TASK OBJECTIVE: Give the number of lines in the listing below that include the word "opened", with nothing more.

▼

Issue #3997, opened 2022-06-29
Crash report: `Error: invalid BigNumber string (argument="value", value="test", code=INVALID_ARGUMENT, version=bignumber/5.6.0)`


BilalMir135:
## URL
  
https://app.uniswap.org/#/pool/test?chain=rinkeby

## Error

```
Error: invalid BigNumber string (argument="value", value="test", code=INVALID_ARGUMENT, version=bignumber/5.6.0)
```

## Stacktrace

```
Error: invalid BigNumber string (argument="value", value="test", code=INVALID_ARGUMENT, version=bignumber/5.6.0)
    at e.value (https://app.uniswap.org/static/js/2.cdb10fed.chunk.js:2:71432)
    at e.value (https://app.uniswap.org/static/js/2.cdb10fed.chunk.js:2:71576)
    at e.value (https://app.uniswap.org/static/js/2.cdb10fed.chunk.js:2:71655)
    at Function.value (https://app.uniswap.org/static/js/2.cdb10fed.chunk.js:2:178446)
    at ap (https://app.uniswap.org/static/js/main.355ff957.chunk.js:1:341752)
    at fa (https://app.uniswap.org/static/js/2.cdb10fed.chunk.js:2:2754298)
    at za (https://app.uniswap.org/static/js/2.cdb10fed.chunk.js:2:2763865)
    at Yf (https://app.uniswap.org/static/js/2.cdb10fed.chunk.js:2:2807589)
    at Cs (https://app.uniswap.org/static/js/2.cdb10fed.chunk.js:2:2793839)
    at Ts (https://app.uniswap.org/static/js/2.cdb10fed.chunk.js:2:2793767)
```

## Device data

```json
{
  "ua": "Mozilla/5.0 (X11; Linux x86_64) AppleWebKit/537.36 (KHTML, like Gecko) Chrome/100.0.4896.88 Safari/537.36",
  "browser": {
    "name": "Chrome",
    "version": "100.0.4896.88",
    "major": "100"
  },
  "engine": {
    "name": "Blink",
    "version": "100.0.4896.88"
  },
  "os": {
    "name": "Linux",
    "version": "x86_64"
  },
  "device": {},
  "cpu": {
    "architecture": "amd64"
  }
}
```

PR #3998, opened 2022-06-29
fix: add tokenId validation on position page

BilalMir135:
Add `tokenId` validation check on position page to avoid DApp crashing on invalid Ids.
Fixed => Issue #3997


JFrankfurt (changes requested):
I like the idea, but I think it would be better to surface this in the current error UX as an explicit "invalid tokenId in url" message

▲

WRITTEN SOLUTION: 2